About this exercise: Show each line of the records in which the word "until" occurs.

***** Material to process *****

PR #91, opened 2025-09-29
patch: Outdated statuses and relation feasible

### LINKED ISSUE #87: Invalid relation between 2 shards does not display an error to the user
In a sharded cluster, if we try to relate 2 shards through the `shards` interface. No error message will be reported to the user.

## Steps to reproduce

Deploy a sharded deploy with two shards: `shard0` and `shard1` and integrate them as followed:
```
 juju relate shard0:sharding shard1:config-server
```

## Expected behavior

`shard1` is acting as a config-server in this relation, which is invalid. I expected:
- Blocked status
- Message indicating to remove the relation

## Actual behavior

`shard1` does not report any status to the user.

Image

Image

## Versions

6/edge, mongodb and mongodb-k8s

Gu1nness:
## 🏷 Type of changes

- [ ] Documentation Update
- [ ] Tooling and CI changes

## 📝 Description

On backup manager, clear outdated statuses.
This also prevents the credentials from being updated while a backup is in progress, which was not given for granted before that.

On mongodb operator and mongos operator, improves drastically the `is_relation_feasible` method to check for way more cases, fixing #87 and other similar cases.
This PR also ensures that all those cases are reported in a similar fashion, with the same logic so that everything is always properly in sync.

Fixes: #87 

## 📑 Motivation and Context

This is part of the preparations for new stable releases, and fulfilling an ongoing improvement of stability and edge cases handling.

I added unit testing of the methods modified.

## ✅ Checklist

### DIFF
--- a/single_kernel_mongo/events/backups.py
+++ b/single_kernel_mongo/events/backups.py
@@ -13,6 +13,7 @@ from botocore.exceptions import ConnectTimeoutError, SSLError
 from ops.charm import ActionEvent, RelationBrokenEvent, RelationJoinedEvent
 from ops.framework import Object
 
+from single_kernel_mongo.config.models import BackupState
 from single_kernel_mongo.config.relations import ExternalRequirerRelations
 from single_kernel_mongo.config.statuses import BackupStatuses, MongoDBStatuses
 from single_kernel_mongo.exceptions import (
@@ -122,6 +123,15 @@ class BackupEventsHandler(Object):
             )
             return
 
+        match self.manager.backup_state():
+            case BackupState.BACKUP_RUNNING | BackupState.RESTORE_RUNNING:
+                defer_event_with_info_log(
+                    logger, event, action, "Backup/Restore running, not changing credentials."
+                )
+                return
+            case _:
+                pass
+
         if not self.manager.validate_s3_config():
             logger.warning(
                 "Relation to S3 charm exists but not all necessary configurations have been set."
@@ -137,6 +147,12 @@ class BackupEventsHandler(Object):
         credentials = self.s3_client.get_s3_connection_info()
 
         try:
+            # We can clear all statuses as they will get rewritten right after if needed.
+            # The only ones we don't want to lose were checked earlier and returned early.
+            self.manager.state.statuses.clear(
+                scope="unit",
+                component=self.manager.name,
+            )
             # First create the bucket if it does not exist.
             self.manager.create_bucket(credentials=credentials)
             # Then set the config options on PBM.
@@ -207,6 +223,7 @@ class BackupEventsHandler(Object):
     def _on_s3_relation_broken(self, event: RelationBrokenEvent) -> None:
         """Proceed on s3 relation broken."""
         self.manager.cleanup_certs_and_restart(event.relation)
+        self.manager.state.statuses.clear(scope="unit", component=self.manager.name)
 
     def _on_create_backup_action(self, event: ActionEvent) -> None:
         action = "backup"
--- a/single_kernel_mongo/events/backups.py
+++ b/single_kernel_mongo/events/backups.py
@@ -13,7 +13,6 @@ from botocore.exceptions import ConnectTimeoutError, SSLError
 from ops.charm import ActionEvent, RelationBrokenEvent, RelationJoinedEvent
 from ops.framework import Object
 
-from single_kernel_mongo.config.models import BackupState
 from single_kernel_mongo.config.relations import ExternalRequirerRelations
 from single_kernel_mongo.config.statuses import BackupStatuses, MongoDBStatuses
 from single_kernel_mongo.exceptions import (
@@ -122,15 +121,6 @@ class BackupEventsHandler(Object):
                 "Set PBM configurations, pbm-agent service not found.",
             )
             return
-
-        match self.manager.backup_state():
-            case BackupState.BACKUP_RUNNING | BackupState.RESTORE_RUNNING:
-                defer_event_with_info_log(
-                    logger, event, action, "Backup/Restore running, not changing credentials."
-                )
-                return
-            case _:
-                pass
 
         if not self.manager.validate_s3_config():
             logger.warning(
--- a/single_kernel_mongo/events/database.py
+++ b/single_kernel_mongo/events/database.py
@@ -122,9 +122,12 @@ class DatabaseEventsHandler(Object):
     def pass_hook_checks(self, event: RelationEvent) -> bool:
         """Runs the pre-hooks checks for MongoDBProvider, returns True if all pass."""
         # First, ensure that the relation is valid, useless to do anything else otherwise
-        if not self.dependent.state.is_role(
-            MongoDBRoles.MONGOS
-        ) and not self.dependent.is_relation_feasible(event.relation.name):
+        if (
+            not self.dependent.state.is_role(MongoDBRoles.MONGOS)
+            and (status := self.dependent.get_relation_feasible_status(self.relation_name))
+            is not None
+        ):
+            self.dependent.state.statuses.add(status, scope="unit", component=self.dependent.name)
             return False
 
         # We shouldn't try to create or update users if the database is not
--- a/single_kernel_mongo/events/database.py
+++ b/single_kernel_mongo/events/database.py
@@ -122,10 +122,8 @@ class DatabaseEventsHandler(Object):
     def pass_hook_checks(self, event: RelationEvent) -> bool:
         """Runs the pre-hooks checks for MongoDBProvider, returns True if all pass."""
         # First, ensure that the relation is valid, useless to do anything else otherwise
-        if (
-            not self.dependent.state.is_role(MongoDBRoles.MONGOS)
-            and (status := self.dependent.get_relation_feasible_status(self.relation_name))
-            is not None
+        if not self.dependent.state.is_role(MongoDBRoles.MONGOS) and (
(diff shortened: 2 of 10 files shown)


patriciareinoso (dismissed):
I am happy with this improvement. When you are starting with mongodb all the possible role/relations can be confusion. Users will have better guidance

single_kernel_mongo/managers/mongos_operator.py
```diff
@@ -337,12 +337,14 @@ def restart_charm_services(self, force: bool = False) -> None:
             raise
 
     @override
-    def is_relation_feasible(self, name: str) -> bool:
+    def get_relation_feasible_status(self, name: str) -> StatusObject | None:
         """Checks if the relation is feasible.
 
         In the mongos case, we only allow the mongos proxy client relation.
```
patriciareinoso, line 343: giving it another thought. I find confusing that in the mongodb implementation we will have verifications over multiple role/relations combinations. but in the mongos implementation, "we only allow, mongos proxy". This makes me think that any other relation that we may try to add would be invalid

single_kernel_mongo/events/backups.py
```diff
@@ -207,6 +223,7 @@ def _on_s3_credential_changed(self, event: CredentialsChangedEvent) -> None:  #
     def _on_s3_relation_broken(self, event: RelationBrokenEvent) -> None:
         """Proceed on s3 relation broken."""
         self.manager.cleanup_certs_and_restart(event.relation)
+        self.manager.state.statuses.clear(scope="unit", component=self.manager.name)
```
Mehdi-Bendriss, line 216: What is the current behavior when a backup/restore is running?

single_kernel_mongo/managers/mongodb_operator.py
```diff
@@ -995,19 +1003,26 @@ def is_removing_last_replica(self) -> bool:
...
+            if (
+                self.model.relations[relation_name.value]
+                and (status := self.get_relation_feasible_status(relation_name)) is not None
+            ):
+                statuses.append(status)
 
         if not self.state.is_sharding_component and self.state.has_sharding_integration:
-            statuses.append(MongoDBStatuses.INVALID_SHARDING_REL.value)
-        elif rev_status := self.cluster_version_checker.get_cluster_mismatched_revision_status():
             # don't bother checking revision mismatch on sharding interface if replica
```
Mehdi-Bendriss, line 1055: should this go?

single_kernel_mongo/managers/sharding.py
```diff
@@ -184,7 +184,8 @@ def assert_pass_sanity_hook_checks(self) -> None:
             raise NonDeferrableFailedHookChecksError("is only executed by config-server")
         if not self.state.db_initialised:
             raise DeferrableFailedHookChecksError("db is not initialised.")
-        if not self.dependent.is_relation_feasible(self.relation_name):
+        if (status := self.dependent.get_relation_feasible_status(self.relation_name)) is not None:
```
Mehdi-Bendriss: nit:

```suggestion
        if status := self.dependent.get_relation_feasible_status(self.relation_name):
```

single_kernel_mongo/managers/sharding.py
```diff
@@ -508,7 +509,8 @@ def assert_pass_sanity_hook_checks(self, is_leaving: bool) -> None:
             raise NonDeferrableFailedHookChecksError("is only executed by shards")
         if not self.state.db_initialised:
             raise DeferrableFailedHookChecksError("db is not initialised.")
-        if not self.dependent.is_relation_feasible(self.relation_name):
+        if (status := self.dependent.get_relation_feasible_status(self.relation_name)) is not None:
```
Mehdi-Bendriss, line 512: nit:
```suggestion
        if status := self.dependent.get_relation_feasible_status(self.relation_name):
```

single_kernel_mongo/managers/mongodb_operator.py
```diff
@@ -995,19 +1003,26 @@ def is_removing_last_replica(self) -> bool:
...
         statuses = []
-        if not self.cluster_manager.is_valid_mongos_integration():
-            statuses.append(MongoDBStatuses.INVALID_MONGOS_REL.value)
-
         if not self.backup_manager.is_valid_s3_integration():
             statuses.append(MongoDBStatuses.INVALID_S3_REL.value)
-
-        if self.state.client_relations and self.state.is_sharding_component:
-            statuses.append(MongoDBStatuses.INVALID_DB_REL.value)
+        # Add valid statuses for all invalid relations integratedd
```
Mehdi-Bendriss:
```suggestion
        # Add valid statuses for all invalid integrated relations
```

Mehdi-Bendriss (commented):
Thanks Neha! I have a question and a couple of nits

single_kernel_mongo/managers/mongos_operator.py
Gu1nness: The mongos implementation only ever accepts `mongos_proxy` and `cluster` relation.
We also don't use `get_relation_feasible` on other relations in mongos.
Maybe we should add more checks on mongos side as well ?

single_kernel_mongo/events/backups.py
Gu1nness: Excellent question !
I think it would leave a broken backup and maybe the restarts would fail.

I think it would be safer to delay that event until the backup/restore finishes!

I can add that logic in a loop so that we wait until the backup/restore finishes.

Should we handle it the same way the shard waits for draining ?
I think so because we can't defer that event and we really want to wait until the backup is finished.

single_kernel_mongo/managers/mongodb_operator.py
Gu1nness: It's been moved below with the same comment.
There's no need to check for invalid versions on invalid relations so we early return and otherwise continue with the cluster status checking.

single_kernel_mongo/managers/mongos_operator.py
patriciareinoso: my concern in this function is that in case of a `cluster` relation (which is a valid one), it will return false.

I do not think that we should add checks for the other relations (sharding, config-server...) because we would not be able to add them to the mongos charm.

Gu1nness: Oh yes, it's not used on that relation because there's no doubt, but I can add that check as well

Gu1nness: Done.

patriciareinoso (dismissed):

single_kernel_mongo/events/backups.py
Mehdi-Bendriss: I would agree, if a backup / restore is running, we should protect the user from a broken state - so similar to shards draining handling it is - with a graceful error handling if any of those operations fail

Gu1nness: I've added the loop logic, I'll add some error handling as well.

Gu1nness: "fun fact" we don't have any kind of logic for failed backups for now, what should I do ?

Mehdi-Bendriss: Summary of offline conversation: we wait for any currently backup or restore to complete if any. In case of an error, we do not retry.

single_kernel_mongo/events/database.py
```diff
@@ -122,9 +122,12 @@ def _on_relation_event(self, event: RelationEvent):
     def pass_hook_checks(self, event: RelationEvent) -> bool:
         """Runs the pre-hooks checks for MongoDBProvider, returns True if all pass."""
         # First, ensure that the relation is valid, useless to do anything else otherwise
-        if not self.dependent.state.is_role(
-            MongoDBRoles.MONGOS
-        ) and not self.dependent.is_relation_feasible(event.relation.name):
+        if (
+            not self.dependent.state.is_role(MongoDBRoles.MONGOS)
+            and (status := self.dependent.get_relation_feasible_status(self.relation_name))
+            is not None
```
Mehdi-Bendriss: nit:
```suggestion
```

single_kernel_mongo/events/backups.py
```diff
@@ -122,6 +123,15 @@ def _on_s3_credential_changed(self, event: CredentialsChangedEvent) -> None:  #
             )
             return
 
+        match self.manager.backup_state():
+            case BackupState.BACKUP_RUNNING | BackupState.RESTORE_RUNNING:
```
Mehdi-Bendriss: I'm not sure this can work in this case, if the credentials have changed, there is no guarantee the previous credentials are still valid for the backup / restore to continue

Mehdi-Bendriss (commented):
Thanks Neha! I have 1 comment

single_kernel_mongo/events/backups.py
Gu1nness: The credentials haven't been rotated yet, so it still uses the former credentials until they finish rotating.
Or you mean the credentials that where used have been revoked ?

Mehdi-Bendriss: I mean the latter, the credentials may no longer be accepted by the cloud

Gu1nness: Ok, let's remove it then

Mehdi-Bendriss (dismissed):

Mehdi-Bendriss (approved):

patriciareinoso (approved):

*****

Response to this task:
I think it would be safer to delay that event until the backup/restore finishes!
I can add that logic in a loop so that we wait until the backup/restore finishes.
I think so because we can't defer that event and we really want to wait until the backup is finished.
Gu1nness: The credentials haven't been rotated yet, so it still uses the former credentials until they finish rotating.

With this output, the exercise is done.